The speed of a mechanical wave, is clearly expected to depend upon the properties of the medium through which the wave is travelling. The medium could be a solid, liquid or a gas. All the media are characterized by their physical properties, like mass, density, elasticity and temperature.

Waves are a disturbance which moves through space. Mechanical waves such as waves which propagate through water need a medium (the water) for them to exist. Electromagnetic radiation waves such as light and radio waves do not need a medium and can travel through a vacuum. 
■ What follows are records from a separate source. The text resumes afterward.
PR #346, opened 2024-09-11
[WIP] Fe setup structure

RiesBen:
This is a draft for the future base class implemetnations for setting things up.
It allows the development of new protocols, such they fit seemingly into the concept.
This PR was discussed by the protocol devs.


dotsdl:
@RiesBen please let me know when you'd like a review from me! Happy to help you get this into `gufe`!

gufe/__init__.py
```diff
@@ -16,12 +16,6 @@
 
 from .chemicalsystem import ChemicalSystem
 
-from .mapping import (
```
IAlibay, line 19: We can't move all these imports, this will break the API

gufe/mapping/__init__.py
```diff
@@ -1,7 +0,0 @@
-# This code is part of gufe and is licensed under the MIT license.
-# For details, see https://github.com/OpenFreeEnergy/gufe
-"""Defining the relationship between different components"""
-from .componentmapping import ComponentMapping
```
IAlibay, line 4: Similarly, this can't go away until 2.0

gufe/setup/chemical_system_generator.py
```diff
@@ -0,0 +1,25 @@
...
+# For details, see https://github.com/OpenFreeEnergy/openfe
+import abc
+from enum import Enum
+
+from typing import Iterable
+from gufe import ChemicalSystem
+
+# Todo: connect to protocols - use this for labels?
+
+class RFEComponentLabels(str, Enum):
```
IAlibay, line 11: This needs more discusison, I don't remember this being in the plans for updating things, definitely using `labels` for components seems like something we don't want to do.

gufe/setup/network_planning/atom_mapping_based/atom_mapper.py
```diff
@@ -27,4 +27,5 @@ def suggest_mappings(self,
         Suggests zero or more :class:`.AtomMapping` objects, which are possible
         atom mappings between two :class:`.Component` objects.
         """
-        ...
+        raise NotImplementedError("This function was not implemented.")
```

To understand the concept of wave motion, we need to know about the three basic properties of waves.

Speed of a Wave Motion

Wavelength:

Wavelength is denoted by λ. It it’s the distance between two consecutive crest and trough. Wavelength is measured in metres (m).

Amplitude:

The amplitude (y) for the wave is given by the distance from the centre line to the top of the crest or the tip of a trough, the amplitude of the wave tells about the energy of the wave and amplitude is measured in metres (m).

Frequency:

Frequency is denoted by the symbol f and it is the number of waves passing through a point in one second and it is measured in hertz (Hz).

Speed of a wave is measured in metres per second. The speed of light is 3 x 10⁸ m/ sec.

Waves are categorised based on the way they propagate:

Transverse Waves:

Waves in which the particles in their medium move at right angles to the direction of wave motion.

Longitudinal Waves:

Waves in which particles move in the direction of wave propagation.

Spring of waves on string depends upon the tension and mass density of the string and is given by:

Speed of a Wave (v) = √(T/μ).

From the above relation, we can say that wave speed on a stretched depends on the tension in the string and the linear density of the string and not on the frequency of the wave.